How to complete this task: Scan each line of the records for the word "failures" and extract the ones that have it.

[Records from a data source]
PR #4807, opened 2024-12-07
Enable debug logging for core tests

gr0vity-dev:
Failures on GitHub runners are sometimes hard to reproduce locally. Adding detailed logging helps analyze test failures directly from CI logs.

- Enables NANO_LOG_STATS and debug level logging for core tests across all CI platforms
- Helps diagnose intermittent test failures by providing more detailed execution traces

The completed task:
Failures on GitHub runners are sometimes hard to reproduce locally. Adding detailed logging helps analyze test failures directly from CI logs.
- Helps diagnose intermittent test failures by providing more detailed execution traces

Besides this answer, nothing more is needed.